(Collected data entries)
PR #850, opened 2026-07-31
docs: add Security and Governance and compliance pages

atriaybagur:
# Description

The published documentation had no security page and no governance page. What existed was a four-paragraph **Security** section inside [Platform Support](https://londonaicentreflip.readthedocs.io/en/latest/sys-admin/admin-platform-support.html#security), covering per-trust API keys and payload encryption and nothing else — no MFA, no RBAC, no cohort-query boundary, no cloud posture, no FL transport security, no supply chain, and nothing at all on information governance. A partner trust assessing FLIP had nowhere to look.

This adds **two top-level pages** at the end of the Documentation toctree, fixes the stale section they supersede, and clears every pre-existing warning from the docs build.

## 1. `security.rst` — what protects the platform

Describes the controls layer by layer:

- **Network and perimeter** — outbound-only trusts, no inbound rules, SSM-only operator access, optional site-to-site VPN
- **Cloud infrastructure** — AWS Landing Zone Accelerator, least-privilege IAM, private subnets, CMK encryption, RDS Proxy IAM auth, IaC, federated CI credentials
- **Identity and access** — Cognito SRP, token verification, mandatory MFA on every request, three-role default-deny RBAC, XNAT/DQR separation, per-trust machine credentials
- **The clinical data boundary** — read-only role, sqlglot parse-and-re-emit, AST-decided statement types, schema pinning, threshold suppression (the threshold being each trust's own disclosure floor, set in its deployment kit), project-scoped cache
- **Federated learning and privacy** — mutual TLS on both backends, no hub credentials on FL clients, accurate description of the update filter
- **Data in transit and at rest** — payload encryption stated precisely (a single platform-wide symmetric key today, with authenticated per-trust keys in delivery), S3/RDS/EBS encryption, pre-signed URL ceiling, credential rotation, Orthanc auth
- **Diagnostics and disclosure control** — the correlation-identifier mechanism and the CI guard against raw exception text stated as in delivery, not shipped, alongside what holds today
- **Software supply chain and change control** — secret scanning, 72-hour dependency cooldown, test-gated publishing, sha-pinned deploys
- **Assurance and vulnerability reporting** — pointing at `SECURITY.md`

## 2. `governance-and-compliance.rst` — who decides, and how we map to the frameworks

A different question for a different reader (information governance and Caldicott functions, ethics committees, commissioners):

- **Per-project, per-trust veto** — approval is not a blanket agreement to participate; the decision runs on the trust's own deployment so it cannot be bypassed, and declining excludes that trust without affecting the federation
- **Data residency** — what actually crosses the boundary in each direction
- **The suppression threshold is the trust's own setting** — each trust sets its disclosure floor in its own deployment kit; trusts need not agree on a shared value, and the hub cannot lower it
- **National Data Opt-Out** — applied by periodic reconciliation of the OMOP dataset rather than in the query layer, so it propagates to every query the platform can make
- **Network architecture as a governance guarantee**, access governance, independent assurance
- **Three appendices** mapping the platform against **Cyber Essentials**, the **NHS DSPT** (via the NDG's ten Data Security Standards), and the **NCSC Cyber Assessment Framework**, with an explicit status column

Statuses distinguish controls that are the platform's from those belonging to the deploying trust, and from those that are shared. An all-green mapping would be misleading — several of these standards are genuinely organisational.

## 3. Platform Support trimmed

The old **Security** section is removed as superseded — its content (per-trust API keys, shared-key payload encryption) is covered in far more detail on the new page.

**Networking** repeated the outbound-only posture three times across the section and again in the ports preamble. Trimmed to one paragraph plus a pointer to Security, keeping everything operational — the architecture figure, the full firewall-rules table, `make forward-trust`, and "port 22 is never opened". Its VPN paragraph said the tunnel "is not yet implemented ... but is planned as part of the production rollout", which no longer matches; reworded to "provisioned on request rather than by default".

## 4. Docs build is now warning-free

The build previously emitted eight warnings, all from docstrings written as if they were Markdown. Three source docstrings accounted for all eight (the constants one counted twice, because autoapi emits both a module and a package page):

- `flip/constants/flip_constants.py` — bullet list with no preceding blank line → *Unexpected indentation* / *Block quote ends without a blank line*
- `flip/flower/metrics.py` — indented example after a plain `:` made the previous line a definition-list term → changed to `::`
- `flip_api/scripts/delete_trust.py` — a Markdown pipe table; RST parses leading `|` as a line block and `|---...---|` as a substitution reference → moved into a literal block

All comment-only; no behaviour affected. `make -C docs docs` now reports **build succeeded** with no warnings.

## Stated deliberately rather than glossed

Because the audience is information governance, the pages mark the line between shipped controls and in-flight work explicitly (the last two tightened in the review round):

- The FL update filter is described as statistical clipping and sparsification, and explicitly **not** as differential privacy — there is no calibrated noise and no privacy budget. Presenting it as DP to an ethics committee would misstate it.
- Researcher-supplied training code runs on trust hardware with access to that trust's data. That is inherent to federated learning, so the page says so plainly and then sets out the controls around it.
- Payload encryption today uses a **single platform-wide symmetric key**, with integrity provided by the TLS layer; authenticated encryption with per-trust identified keys is described as **in delivery** (#845), not as current behaviour.
- The fixed-message-plus-**correlation-identifier** error mechanism and its CI guard are described as **in delivery**, with today's behaviour (some error paths still return exception text) stated plainly.

Neither page carries file paths, line numbers, or internal finding identifiers, so both are safe to share with external stakeholders.

## Checklist

- [x] Updates documentation
- [ ] I have added tests that prove my fix is effective or that my feature works — n/a, documentation only

## Type of Change

## Testing

- [x] `make -C docs docs` builds clean, **zero warnings** (previously eight), re-verified after the review-round changes.
- [x] Verified the rendered HTML rather than only the build log: both pages exist, all section headings render, the six `list-table`s in the appendices render as tables, both pages appear in the Documentation sidebar in the right order, and the old `#security` anchor is gone from `admin-platform-support.html`.
- [x] All cross-references resolve — `:ref:`security``, `:ref:`rbac-roles``, `:ref:`deploy-flip-node-on-prem``.
- [x] `ruff` clean on the three touched Python files; `mypy` clean on `delete_trust.py`; the flip-api tests covering it pass.

**Not verified here:** flip-utils' own test suite could not run in this environment (its dependencies are not installed and cannot be fetched). Both touched files parse and are ruff-clean, and autoapi re-parsed them to regenerate the API docs, but the suite itself has not run against these changes. They are docstring-only edits.

## Additional Notes

Sibling pages use sentence-case titles without a shared prefix (*Overview*, *FLIP components*, *System administration*), so the pages are titled **Security** and **Governance and compliance**. "Security" is what a reader scans the sidebar for, and neither title dates the way "Security Review" would as the platform evolves.

The per-trust threshold wording depended on the kit-file plumbing from #839 (`COHORT_QUERY_THRESHOLD` in the trust kit). **#839 merged on 2026-08-05** (`01292201`), so that ordering constraint is discharged and both passages now describe shipped behaviour: the setting ships in the GSTT/KCH/generic kit examples, reaches data-access-api via `${COHORT_QUERY_THRESHOLD:-10}` in both `compose_trust.development.yml` and `compose_trust.production.yml`, and the `max(threshold, get_settings().COHORT_QUERY_THRESHOLD)` clamp in `data_access_api/services/cohort.py` means a hub-supplied value can only raise the floor. The encryption and correlation-identifier paragraphs stay marked *in delivery* — #845 is still open.

Commit 4 of 4 touches `flip-utils/` and `flip-api/` rather than `docs/`. It is documentation-only in effect — three docstrings — but happy to split it out if you would rather keep the PR to `docs/`.

### DIFF
--- a/docs/source/governance-and-compliance.rst
+++ b/docs/source/governance-and-compliance.rst
@@ -56,6 +56,13 @@ group size below which results are suppressed; model updates produced during fed
 training, which pass through a privacy filter before transmission; and operational
 telemetry such as task status. Model updates are mathematical parameters, not records.
 
+**The suppression threshold is the trust's own setting.** Each trust sets its
+disclosure floor in the deployment configuration it holds locally — the same kit file
+that carries its credentials — so a trust whose small-numbers policy demands a higher
+minimum simply raises its own floor. Trusts need not agree on a shared value, and the
+Central Hub cannot lower it: the suppression runs on the trust's own deployment, next
+to the data.
+
 **What enters a trust** is the definition of work to be done — an approved project, a
 cohort query, and the model application to train — and nothing else. The hub cannot read
 into a trust: trusts poll outbound and the hub has no route back in.
@@ -308,11 +315,11 @@ Objective B — Protecting against cyber attack
        operator access with no exposed remote-login port.
      - Operational
    * - **B3 Data security**
-     - Patient data never leaves the trust; authenticated encryption in transit with
-       per-trust keys; mutually authenticated TLS between federated learning
+     - Patient data never leaves the trust; encrypted transport with an additional
+       payload-encryption layer; mutually authenticated TLS between federated learning
        participants; encryption at rest under managed keys; no standing production
        database credential.
-     - Operational
+     - Operational; per-trust authenticated payload encryption in delivery
    * - **B4 System security**
      - Container hardening with least privilege, dropped capabilities, and
        no-new-privileges; secure-by-default configuration; immutable images; automated
--- a/docs/source/governance-and-compliance.rst
+++ b/docs/source/governance-and-compliance.rst
@@ -1,0 +1,378 @@
+.. _governance-and-compliance:
+
+#########################
+Governance and compliance
+#########################
+
+This page describes who decides what in FLIP, and how the platform maps onto the
+assurance frameworks NHS organisations are held to. It is written for information
+governance and Caldicott functions, research ethics committees, and anyone assessing
+FLIP on behalf of a participating organisation.
+
+Its companion is :ref:`security`, which describes the technical controls at each layer.
+Where a governance guarantee rests on a technical control, this page states the
+guarantee and links there for the mechanism.
+
+FLIP is designed so that **each participating organisation keeps control of its own
+data**. Patient data never leaves the trust that holds it. No project can use a trust's
+data until that trust has explicitly approved that project. A trust can decline any
+individual project without leaving the federation and without affecting any other
+participant. Nothing in the platform can override that decision, because the data and
+the approval both live on the trust's own infrastructure.
+
+*****************************************
+Each site can veto any individual project
+*****************************************
+
+Approval in FLIP is **per project, per trust** — not a blanket agreement to
+participate.
+
+When a research project is created, it must be approved separately by an administrator
+at each trust whose data it proposes to use. Approval is recorded against that specific
+project–trust pairing, timestamped and attributed. A trust that declines is simply not
+included: the project proceeds with the trusts that approved it, and the declining
+trust's data is never queried, never imported, and never contributes to the model.
+
+Three consequences matter for information governance:
+
+- **Participation is not all-or-nothing.** A trust can support one research question and
+  decline another — on clinical, ethical, or capacity grounds — without renegotiating
+  its involvement in the platform.
+- **The decision sits with the data holder.** The approval gate runs on the trust's own
+  deployment, so it cannot be bypassed by the Central Hub or by another participant.
+- **The decision is auditable.** Who approved what, and when, is recorded and can be
+  produced for an audit or an ethics review.
+
+**************************************
+Data residency and what actually moves
+**************************************
+
+**Patient data stays in the trust.** Imaging retrieved for a project is held in the
+trust's own XNAT instance. Cohort queries execute against the trust's own OMOP database.
+Neither is copied to the Central Hub.
+
+**What leaves a trust** is limited to: aggregate cohort statistics, subject to a minimum
+group size below which results are suppressed; model updates produced during federated
+training, which pass through a privacy filter before transmission; and operational
+telemetry such as task status. Model updates are mathematical parameters, not records.
+
+**What enters a trust** is the definition of work to be done — an approved project, a
+cohort query, and the model application to train — and nothing else. The hub cannot read
+into a trust: trusts poll outbound and the hub has no route back in.
+
+The controls that constrain a cohort query before it runs, and the suppression threshold
+applied to its results, are described under :ref:`security`.
+
+**********************************************
+Network architecture as a governance guarantee
+**********************************************
+
+The network design is why the guarantees above are structural rather than procedural.
+Trust systems accept no inbound connections: each trust polls the Central Hub outbound,
+there are no inbound firewall rules to open, and there is no route from the internet — or
+from the hub — into a trust's network. For a trust's own network team, onboarding FLIP
+requires no inbound exposure at all. A site-to-site VPN can be provisioned on request
+where a trust's policy calls for network-layer separation as well.
+
+The practical governance point: a trust does not have to rely on the Central Hub's access
+controls to be confident its systems are unreachable. There is no path.
+
+See :ref:`security` for the detail, and :ref:`deploy-flip-node-on-prem` for the outbound
+ports a trust host needs.
+
+*********************
+National data opt-out
+*********************
+
+The National Data Opt-Out applies to the use of confidential patient information for
+research and planning, and each organisation is responsible for applying it to its own
+data.
+
+**In FLIP this is applied where the data is prepared — in the OMOP database — rather than
+in the platform's query layer.** The production OMOP database is periodically reconciled
+against the national opt-out register, so patients who have opted out are removed from
+the dataset FLIP is able to see.
+
+Because FLIP queries only what that database contains, an opt-out applied there
+propagates automatically: to every subsequent cohort query, every project, and every
+model trained thereafter. There is no separate platform-side list to keep in step, and no
+route by which a project can reach data the extract has excluded.
+
+Two points an information governance function will want to record explicitly:
+
+- **Reconciliation is periodic, not per-query.** The control question is therefore the
+  reconciliation interval, which should be agreed with each trust and documented
+  alongside the data flow.
+- **The platform inherits the decision rather than enforcing it.** FLIP holds no
+  independent view of opt-out status; its guarantee is the narrower one that it can only
+  ever see what the OMOP extract contains. This is a deliberate separation of concerns —
+  opt-out is a property of the dataset, applied once, rather than a filter each consuming
+  system has to reimplement correctly.
+
+Where a trust wishes to go further, the per-project approval gate is a second control
+point: a project can be declined outright if its purpose falls outside what the trust's
+patients have been informed of.
+
+*****************
+Access governance
+*****************
+
+**Role-based access control.** Users hold one of three defined roles — Admin,
+Researcher, or Viewer — each with an explicit permission set, applied default-deny.
+Access to a specific project's data additionally requires membership of that project.
+See :ref:`User Roles <rbac-roles>` for the full permission matrix.
+
+**Multi-factor authentication is mandatory** for every authenticated user, enforced on
+every request rather than only at login.
+
+**Access review.** Access is granted by a FLIP administrator, reviewed annually, and
+dormant accounts are removed.
+
+**Separation from the trust's wider estate.** A FLIP role does not confer access to the
+trust's broader imaging systems. Retrieval from the trust PACS is restricted to the FLIP
+service account and to accounts explicitly granted the DQR role; an ordinary XNAT account
+cannot pull imaging on demand.
+
+**Audit.** Administrative actions, project approvals, and role changes are recorded.
+
+**********************************
+Assurance and independent scrutiny
+**********************************
+
+- FLIP is subject to **independent security review** and to a **commissioned penetration
+  test**, with findings tracked in a live register carrying an owner and a status for
+  each item, and re-verified rather than left to age.
+- A **published security policy** provides a private reporting route and a coordinated
+  disclosure process.
+- **Automated security checking** runs continuously in the delivery pipeline, so
+  regressions are caught at the point of change.
+- FLIP is **open source under Apache 2.0** — the code, its change history, and its
+  automated checks are publicly inspectable, which is an unusually direct form of
+  supplier assurance.
+
+.. _compliance-mappings:
+
+*****************************
+Appendix A — Cyber Essentials
+*****************************
+
+.. list-table::
+   :header-rows: 1
+   :widths: 18 57 25
+
+   * - Theme
+     - How FLIP addresses it
+     - Status
+   * - **1. Firewalls and internet gateways**
+     - Trust environments expose no inbound ports and poll outbound only; services run in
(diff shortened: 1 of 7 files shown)


docs/source/security.rst
```diff
@@ -0,0 +1,246 @@
...
+
+***************************
+Data in transit and at rest
+***************************
+
+**All traffic is encrypted in transit.** Every connection between a trust and the
+Central Hub runs over HTTPS, outbound from the trust only. On top of that transport
+encryption, task payloads carry their own **authenticated encryption**: any tampering
+with a message causes decryption to fail outright rather than passing silently. Payload
+keys carry key identifiers, and each trust has its own key, so a compromise at one trust
```
garciadias: This paragraph describes per-trust encryption keys with key identifiers and authenticated encryption. The current implementation (see flip_api/utils/encryption.py and the equivalent trust-side modules) uses a single AES-CBC+PKCS7 key (AES_KEY_BASE64) shared across all trusts, without AEAD/HMAC or per-trust key identifiers. More granular per-trust/project-acceptance key permissioning is planned but is not yet in place. Suggest marking this paragraph as a target/roadmap statement (similar to the differential-privacy disclaimer elsewhere on this page) rather than describing it as current behavior, so partner trusts and IG reviewers relying on this page aren't given an inflated picture of today's guarantees.

docs/source/security.rst
```diff
@@ -0,0 +1,246 @@
...
+not enabled.
+
+**********************************
+Diagnostics and disclosure control
+**********************************
+
+Error messages are a quiet disclosure route: an unhandled error can return database
+structure, internal hostnames, or fragments of a failing query to whoever triggered it.
+
+FLIP returns a fixed message accompanied by a **correlation identifier**. The identifier
```
garciadias: This section states that FLIP returns a correlation identifier alongside a fixed error message, and that automated CI checks prevent raw exception text from reappearing in responses. I don't see a correlation-ID mechanism or such a CI check anywhere in the codebase today - for example, trust/data-access-api/data_access_api/routers/cohort.py currently raises HTTPException with str(e) as the detail, and trust-api's task_handlers.py forwards that raw text on to the hub. Could this be updated to describe current behavior, or marked as planned work?

garciadias (changes requested):
Nice addition overall - the docs build clean, cross-references resolve, and the docstring fixes are correct and behavior-neutral. Left two comments on docs/source/security.rst where the page's description of the encryption scheme and the error-disclosure/correlation-ID mechanism gets ahead of what's actually implemented today. Worth aligning those paragraphs with current behavior (or flagging them explicitly as planned work) before merge, since this page is meant to support external compliance/assurance conversations.

docs/source/security.rst
atriaybagur: Reworded in 50c9034a. The paragraph now states today's scheme precisely — a single platform-wide symmetric key, integrity from the TLS layer — and marks authenticated encryption with per-trust identified keys as in delivery (#845 is the in-flight implementation). Also aligned the two places that repeated the claim: the credential-rotation paragraph below it and the CAF B3 appendix row on the governance page (status now "Operational; per-trust authenticated payload encryption in delivery"), plus the softer mention in the VPN paragraph.

docs/source/security.rst
atriaybagur: Reworded in 50c9034a. The section now presents the correlation-ID mechanism and the CI guard as the platform's target, explicitly "in delivery, not yet a shipped control", and states today's behaviour plainly — some error paths still return the underlying exception text. The only current-tense claim kept is the narrower one that log lines substitute counts/file names/hashed object identifiers for pre-signed URLs and storage keys, which is verifiable in flip_api/utils/s3_client.py.

docs/source/security.rst
```diff
@@ -0,0 +1,259 @@
...
+  execution, which breaks the injection taint chain;
+- only read-only statement types are permitted, decided from the parsed AST rather than
+  by scanning for banned keywords;
+- multiple statements bundled into one request are rejected;
+- queries are pinned to the ``omop`` schema, with ``LIMIT``/``OFFSET`` restricted to
+  literal values;
+- results below ``COHORT_QUERY_THRESHOLD`` are suppressed, and a genuine zero is
+  deliberately indistinguishable from a small suppressed count, so a response cannot
+  reveal that a handful of patients matched — the threshold is the trust's own
+  disclosure floor (default 10), set by each trust in its deployment kit: trusts need
```
garciadias, line 133: This bullet states that the suppression threshold "is set by each trust in its deployment kit" and that "the hub cannot lower it." On `develop` today, `COHORT_QUERY_THRESHOLD` is a hardcoded Settings default (`trust/data-access-api/data_access_api/config.py`) that isn't passed into either trust compose file and doesn't appear in any trust kit file (`trust/.env.KCH.development.example`, `trust/.env.GSTT.development.example`, `trust/.env.example`) — a trust operator can't actually change it yet. That's exactly what PR #839 fixes (its description says the setting "had no effect at all" outside `compose.test.yml`), and #839 is still open as of this review. If this PR merges before #839, this line overstates a live disclosure control to IG/Caldicott readers.

Suggested change: either merge this after/alongside #839, or reword to mark the per-trust threshold as "in delivery" (matching how this PR already handles the per-trust AES key and correlation-identifier work elsewhere on this page).

docs/source/governance-and-compliance.rst
```diff
@@ -0,0 +1,385 @@
...
+trust's own XNAT instance. Cohort queries execute against the trust's own OMOP database.
+Neither is copied to the Central Hub.
+
+**What leaves a trust** is limited to: aggregate cohort statistics, subject to a minimum
+group size below which results are suppressed; model updates produced during federated
+training, which pass through a privacy filter before transmission; and operational
+telemetry such as task status. Model updates are mathematical parameters, not records.
+
+**The suppression threshold is the trust's own setting.** Each trust sets its
+disclosure floor in the deployment configuration it holds locally — the same kit file
```
garciadias, line 60: Same issue as the corresponding bullet in `security.rst`: "Each trust sets its disclosure floor in the deployment configuration it holds locally — the same kit file that carries its credentials" is not yet true on `develop` — see PR #839 (open), which is what actually wires `COHORT_QUERY_THRESHOLD` into the trust composes and kit templates.

Suggested change: same as the `security.rst` comment — hold for #839 or soften to "in delivery" wording until it merges.

garciadias (changes requested):
These two new pages are well-written and thoroughly researched — I independently re-verified the checkable technical claims (MFA enforcement, RDS Proxy IAM auth, the sqlglot-based query validation, the AES single-key model, WAF monitoring-mode status, constant-time credential comparisons) and all of them match the current implementation, and the Sphinx build is clean.

One real issue, though: both pages state as present-tense fact that each trust sets its own cohort-suppression threshold in its deployment kit. That isn't true on `develop` yet — `COHORT_QUERY_THRESHOLD` is currently a hardcoded default that no trust kit or compose file actually wires up, which is exactly what PR #839 (open at time of review) delivers. Requesting changes so this doesn't ship a false compliance claim to IG/Caldicott readers if it merges ahead of #839 — either hold this PR until #839 lands, or soften the wording to "in delivery" in the meantime (see inline comments).

docs/source/security.rst
atriaybagur: This comment's body posted as a bare local path — `@/tmp/claude-1000/.../pr_reviews/850/comment1.md` — rather than the comment text, so there's nothing here to act on.

Flagging rather than guessing — particularly here, since your two earlier threads on this same file were both about overstated security claims, and this page goes to partner trusts and IG reviewers.

---

docs/source/governance-and-compliance.rst
atriaybagur: Same here — body is `@/tmp/claude-1000/.../pr_reviews/850/comment2.md`, so the point about `governance-and-compliance.rst:60` didn't come through.

See the `security.rst` thread for the full scope — 16 comments across 10 PRs from the same review session. Happy to act on this once it's re-posted.

---

docs/source/security.rst
garciadias: Apologies — that was a bug in my own tooling, not GitHub: the shell syntax I used to pull comment bodies from a file (`-f body=@path`) doesn't trigger the file-read behaviour `gh api`'s JSON fields expect, so it posted the literal path string instead of the review text. Fixed now — this comment has been edited in place with the actual content above. Thanks for flagging it so quickly.

docs/source/governance-and-compliance.rst
garciadias: Apologies — that was a bug in my own tooling, not GitHub: the shell syntax I used to pull comment bodies from a file (`-f body=@path`) doesn't trigger the file-read behaviour `gh api`'s JSON fields expect, so it posted the literal path string instead of the review text. Fixed now — this comment has been edited in place with the actual content above. Thanks for flagging it so quickly.

docs/source/security.rst
atriaybagur: Taking the first of your two options: **#839 has now merged** (2026-08-05, merge commit `01292201`), so this bullet describes shipped behaviour and I've left the wording as-is rather than softening it to "in delivery".

Re-verified each clause against `origin/develop` after the merge:

- *"set by each trust in its deployment kit"* — `COHORT_QUERY_THRESHOLD=10` now ships in `trust/.env.GSTT.development.example`, `trust/.env.KCH.development.example` and `trust/.env.example`, and is passed through in **both** composes, not just the test one: `trust/deploy/compose_trust.development.yml:171` and `trust/deploy/compose_trust.production.yml:135`, each as `${COHORT_QUERY_THRESHOLD:-10}`. A trust operator can genuinely change it now.
- *"the hub cannot lower it"* — holds literally, not just by convention: `trust/data-access-api/data_access_api/services/cohort.py:484` clamps with `threshold = max(threshold, get_settings().COHORT_QUERY_THRESHOLD)`, so a caller-supplied threshold can only raise the floor. The gate itself runs trust-side in data-access-api, so the hub is not in the enforcement path at all.
- *"trusts need not agree on a shared value"* — follows from the setting living in each trust's own kit file with no hub-side reconciliation.

Your merge-order point was right and is the reason this sat: #839 first, then this. This branch is a few commits behind `develop` but merges cleanly, so the merged result carries #839.

The two other forward-looking statements on the page are unchanged and still correct — per-trust authenticated payload encryption stays marked *in delivery* (#845 is still open), as does the correlation-identifier mechanism and its CI guard.

docs/source/governance-and-compliance.rst
atriaybagur: Same resolution as the `security.rst` thread: **#839 merged** on 2026-08-05 (`01292201`), so this paragraph now describes shipped behaviour and keeps its current-tense wording.

Specific to this paragraph: *"the deployment configuration it holds locally — the same kit file that carries its credentials"* is now literally the case — `COHORT_QUERY_THRESHOLD=10` sits alongside the trust's credentials in `trust/.env.<CODE>.<env>` (shipped in the GSTT, KCH and generic examples) and reaches data-access-api via `${COHORT_QUERY_THRESHOLD:-10}` in both `compose_trust.development.yml` and `compose_trust.production.yml`.

*"the Central Hub cannot lower it"* is enforced by the `max(threshold, get_settings().COHORT_QUERY_THRESHOLD)` clamp in `data_access_api/services/cohort.py`, with the suppression running on the trust's own deployment — so a hub-supplied value can only raise the floor, never lower it. That is the claim an IG reader is most likely to lean on, so it was the one worth pinning down.

garciadias (approved):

-- What the exercise asks --
Scan the entries for the word "learning". Report each line that has it.

-- Response for this exercise --
- **Federated learning and privacy** — mutual TLS on both backends, no hub credentials on FL clients, accurate description of the update filter
- Researcher-supplied training code runs on trust hardware with access to that trust's data. That is inherent to federated learning, so the page says so plainly and then sets out the controls around it.
-       per-trust keys; mutually authenticated TLS between federated learning
+       payload-encryption layer; mutually authenticated TLS between federated learning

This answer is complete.